Mott Schottky CoSx-MoOx@NF heterojunctions electrode for H2 production and urea-rich wastewater purification.

The sluggish kinetics of oxygen evolution reaction (OER) is the bottleneck of alkaline water electrolysis. The urea oxidation reaction (UOR) with much faster kinetics was to replace OER. To further promote UOR, a heterojunction structure assembled of CoSx and MoOx was established, and then its superior catalytic activity was predicted by DFT calculation. After that, an ultra-thin CoSx-MoOx@nickel foam (CoSx-MoOx@NF) electrode with a Mott-Schottky structure was prepared via a facile hydrothermal method, followed by a low-temperature vulcanization. Results highlighted CoSx-MoOx@NF electrode presented a superior performance toward UOR, OER, and H2 evolution reaction (HER). Notably, it exhibited excellent electrocatalytic performance for OER (1.32 V vs. RHE, 10 mA cm-2), UOR (1.305 V vs. RHE, 10 mA cm-2), and urea-assisted overall water splitting with a low voltage (1.38 V, 10 mA cm-2) when CoSx-MoOx@NF electrode served as both anode and cathode. It is promising to use CoSx-MoOx@NF in an electrochemical system integrated with H2 generation and urea-rich wastewater purification.

A mechanism in boosting H2 generation: nanotip-enhanced local temperature and electric field with the boundary layer.
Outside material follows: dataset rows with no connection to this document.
Issue #1094, opened 2026-06-03
Whisper: `language` should be a per-request decode param, not in `loader_options`


asclearuc:
**Severity:** Medium-High (one multilingual model is duplicated per language)

**Summary**
faster-whisper models (`tiny`/`base`/`large-v3`) are multilingual; `language` is a `transcribe()`-time decode hint. The `Whisper` facade puts `language` in `loader_options` at load, making it part of `model_id`. Transcribing in K languages loads **K identical copies** of the same weights.

**Impact**
Multilingual transcription pipelines waste VRAM linearly in the number of languages and lose model sharing on the server.

**Root cause**
- `packages/ai/src/ai/common/models/audio/whisper.py:602-604` — `loader_options = {language, compute_type}`
- `whisper.py:616-648` — `transcribe()` / `_transcribe_local` never pass `language` per call, so it only takes effect at load → forces per-language copies
- `compute_type` IS a legitimate load-identity param (precision affects loaded weights) — keep it.

**Fix**
Remove `language` from `loader_options`. Accept `language` (and other decode args) in `transcribe()`/`WhisperLoader.inference` and send it per request (faster-whisper `transcribe(language=…)`). Keep `compute_type` at load.

**Acceptance criteria**
- `Whisper('tiny', language='en')` and `Whisper('tiny', language='de')` share one `model_id`.
- Transcription returns correct per-language results.
- Whisper tests pass.

PR #1750, opened 2026-07-30
fix(ai): keep GLiNER inference params out of model identity

### LINKED ISSUE #1093: GLiNER: move inference params out of `loader_options` (duplicate model copies)
### GLiNER: move inference params out of `loader_options` (duplicate model copies)

**Severity:** Medium (VRAM / model-sharing efficiency — not a correctness bug)

**Summary**
`GLiNER` passes `threshold`, `flat_ner`, `multi_label` in `loader_options` at load. `generate_model_id()` hashes `loader_options`, so two `GLiNER` instances that differ only in these values load **separate copies of identical weights**. These are inference-time params (applied in `GLiNERLoader.inference`, and already re-sent per call by `predict_entities`), so they must not affect model identity.

**Impact**
NER/anonymize usage with varying thresholds spawns N duplicate GLiNER copies on the model server. Results stay correct (per-call value is applied); the cost is wasted VRAM and reduced sharing.

**Root cause**
- `packages/ai/src/ai/common/models/gliner/gliner.py:363-368` — `loader_options = {threshold, flat_ner, multi_label, **kwargs}`
- `gliner.py:38-42` — `_DEFAULTS` folds them into the id hash
- They are already sent per request at `gliner.py:472-481` and applied in `gliner.py:196-199`

**Fix**
Remove `threshold`/`flat_ner`/`multi_label` from `loader_options` (load with `model_name` + genuine load kwargs only). Keep sending them per call in `predict_entities`/`_predict_remote`. Drop them from `_DEFAULTS` (or keep only as facade-side per-call defaults).

**Acceptance criteria**
- `GLiNER(m, threshold=0.3)` and `GLiNER(m, threshold=0.5)` resolve to the **same** server `model_id`.
- `predict_entities(..., threshold=…)` still filters correctly per call.
- Existing GLiNER tests pass.

Aryan-070:
## Summary

- `threshold`, `flat_ner` and `multi_label` are inference-time arguments — applied per call in `GLiNERLoader.inference()` and already re-sent per request by both `_predict_local()` and `_predict_remote()`. They were still placed in `loader_options` and `_DEFAULTS`, and `generate_model_id()` hashes those into model identity, so two GLiNER instances differing only in threshold loaded separate copies of identical weights.
- `load()` never consumed them at all: it builds the model with `from_pretrained(model_name)` alone, so they fell into `**kwargs` and were silently dropped. Removing them changes nothing at load time.
- They stay on the facade signature — unlike Surya's dead `languages` in #1095, these are genuinely functional as per-call defaults, overridable in `predict_entities()`.

## Type

fix

## Testing

- [x] Tests added or updated
- [x] Tested locally
- [ ] `./builder test` passes

New `packages/ai/tests/ai/common/models/test_gliner.py` (7 cases) — none existed. Differing thresholds produce identical load payloads, genuine load kwargs are still forwarded, the params are still sent per inference request, and per-call overrides still beat instance defaults.

48/48 pass across `packages/ai/tests/ai/common/models/`; `ruff check` and `ruff format` clean.

**Please treat CI as the real signal.** No built engine locally, so I ran the suite with `engLib`/`depends` stubbed rather than under `./builder ai:test`. The committed tests need no stubs.

## Checklist

## Notes for review

Second of three in the same bug class — inference-time params leaking into load-time model identity. #1095 (Surya) is [#1749](https://github.com/rocketride-org/rocketride-server/pull/1749), #1094 (Whisper) follows.

One deliberate difference from #1749: there I also excluded the param from identity via `_SERVER_PARAMS`, because Surya's `languages` is *dead* — it has no effect at all, so ignoring it is unambiguously right. Here the three params are *functional*, just per-request, so this PR does the narrower fix the issue asks for: stop sending them at load, keep sending them per call. A caller that passes `threshold` directly to the loader still splits identity, which seems like correct signalling rather than something to silently swallow. Happy to align the two either way once you've called the `_SERVER_PARAMS` question on #1749.

## Linked Issue

Fixes #1093

## Summary by CodeRabbit

* **Bug Fixes**
  * Updated GLiNER model loading so threshold, flat NER, and multi-label settings apply per inference request rather than during model setup.
  * Inference settings no longer create separate model instances; per-call overrides take precedence over defaults.
  * Preserved model loading options such as revision to ensure the intended model version is used.
* **Tests**
  * Added coverage for local and server loading, stable model handling, option forwarding, and per-request inference overrides.

### DIFF
--- a/packages/ai/src/ai/common/models/gliner/gliner.py
+++ b/packages/ai/src/ai/common/models/gliner/gliner.py
@@ -38,9 +38,9 @@ class GLiNERLoader(BaseLoader):
     _REQUIREMENTS_FILE = os.path.join(os.path.dirname(__file__), 'requirements_gliner.txt')
 
     # No identity defaults. `threshold`, `flat_ner` and `multi_label` are inference-time
-    # arguments applied per call in inference(), not load-time ones — load() builds the
-    # model with from_pretrained(model_name) alone. Folding them in here made two GLiNER
-    # instances differing only in threshold load separate copies of identical weights.
+    # arguments applied per call in inference(), not load-time ones. Folding them in here
+    # made two GLiNER instances differing only in threshold load separate copies of
+    # identical weights.
 
     @staticmethod
     def load(
@@ -48,6 +48,9 @@ class GLiNERLoader(BaseLoader):
         device: Optional[str] = None,
         allocate_gpu: Optional[callable] = None,
         exclude_gpus: Optional[List[int]] = None,
+        threshold: Optional[float] = None,
+        flat_ner: Optional[bool] = None,
+        multi_label: Optional[bool] = None,
         **kwargs,
     ) -> Tuple[Any, Dict[str, Any], int]:
         """
@@ -62,10 +65,19 @@ class GLiNERLoader(BaseLoader):
             device: Device for local mode ('cuda:0', 'cpu', etc.)
             allocate_gpu: Callback for server mode (memory_gb, exclude_gpus) -> (gpu_index, device_str)
             exclude_gpus: GPUs to exclude (server mode)
-            **kwargs: Additional arguments for GLiNER
+            threshold: Accepted and ignored. Inference-time only — see inference().
+            flat_ner: Accepted and ignored. Inference-time only — see inference().
+            multi_label: Accepted and ignored. Inference-time only — see inference().
+            **kwargs: Additional arguments forwarded to GLiNER.from_pretrained()
+                (e.g. `revision`)
 
         Returns:
             Tuple of (model_object, metadata_dict, gpu_index)
+
+        Note:
+            The three inference params are named explicitly so they are absorbed rather
+            than forwarded: an older client can still put them in `loader_options`, and
+            passing them through to `from_pretrained()` would raise.
         """
         GLiNERLoader._ensure_dependencies()
         GLiNERLoader._patch_mecab()
@@ -77,7 +89,7 @@ class GLiNERLoader(BaseLoader):
         if allocate_gpu:
             # === SERVER MODE: CPU-first for accurate memory measurement ===
             logger.info(f'Loading GLiNER {model_name} to CPU...')
-            model = GLiNERModel.from_pretrained(model_name)
+            model = GLiNERModel.from_pretrained(model_name, **kwargs)
             model.to('cpu')
             model.eval()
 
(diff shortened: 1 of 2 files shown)


asclearuc (approved):
Thanks @Aryan-070 — approving. The analysis is right: the three params are inference-time, `load()` never consumed them (it called `from_pretrained(model_name)` bare), and absorbing them as named arguments protects older clients whose `loader_options` still carry them.

**The saas dependency is now resolved.** This PR's contract — "removed from load, still sent per request" — was only half true when you opened it: the client sent them, but the saas model server discarded every non-protocol argument, so remote GLiNER ran at `0.5 / True / False` regardless. That channel now exists and is merged (rocketride-ai/rocketride-saas#466), so the per-call path this PR relies on is real end to end. Nothing further is needed from you for it.

I verified the combination before merging that: with #1749, #1750 and #1751 all applied locally on top of the saas fix, `model_server:test` gave 56 / 58 passed, and `test_threshold_override` — which asserted `<=` and therefore passed even while `threshold` was being ignored — now passes strictly.

**Two items from review are addressed in `2d8f6856`, which I pushed to this branch:**

- **Identity exclusion.** `generate_model_id()` hashes every non-server option, so `threshold=0.3` and `threshold=0.5` still produced different identities before `load()` could absorb them — the same duplicate-weights waste this PR removes, reachable through an older client during a rolling upgrade. Added `_SERVER_PARAMS = BaseLoader._SERVER_PARAMS | {'threshold', 'flat_ner', 'multi_label'}` with assertions that none of the three moves the id, plus an exclusion-not-widened guard mirroring #1749. Safe precisely because `load()` provably ignores them.
- **Server-branch coverage.** `_load_with_fake_upstream()` always passed `device='cpu'`, so the `allocate_gpu` branch — which has its own `from_pretrained(..., **kwargs)` call and is the production path — was never exercised. A revert of that line would have kept every test green. Added a `server_mode` flag and a case asserting the kwargs arrive.

Note the deliberate asymmetry with #1749: there, *no* kwarg reaches the weights, so nothing should split identity. Here `revision` genuinely reaches `from_pretrained()`, so it must keep splitting — `test_model_id_still_splits_on_genuine_load_params` pins that.

**CodeRabbit's Major on `from_pretrained()` is stale** — it claims both branches call it without `**kwargs`, which was true before this PR and is fixed by it (`gliner.py:92` and `:113`). Safe to resolve as addressed.

**Verified locally**, since CI runs builds and CodeRabbit but no Python test job:

```
packages/ai/tests/ai/common/models/  →  54 passed  (test_gliner.py: 7 → 13)
```

**Disclosure:** I pushed `2d8f6856` to this branch and rebased it onto `develop` at `29bcfce7`. Given I have committed here, a second approver may be appropriate.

The sluggish kinetics of oxygen evolution reaction (OER) is the bottleneck of water splitting. Hence, we designed a nanowire Co3O4@nickel foam (Co3O4-NW@NF) electrode to boost OER utilizing the locally enhanced interfacial Joule heating and electric field within the diffusion layer. Results show that the morphology of Co3O4@NF could be regulated in nanowires, nanosheets, and nanoclusters by controlling the doping amount of fluoride ions (F-). F- served as a complexing agent to regulate the rate of crystal nucleus, and then morphologies could be tuned. compared to others, nanowire structures have a much lower potential (298 mV vs. RHE, 10 mA cm-2) and Tafel slope (48.11 mV dec-1). This better electrochemical performance was confirmed by the Density Functional Theory (DFT) that the (311) facet with oxygen vacancies of Co3O4 has a low onset potential (0.36 V) for the kinetic rate of OER. A much better mass transfer by the nanowire-enhanced interfacial Joule heating and electric field within the diffusion layer also accounted for superior OER activity, confirmed by COMSOL simulation. In a word, the design of the nanotip structure offers a novel way to boost the OER rate by enhancing electron transfer and mass transport simultaneously.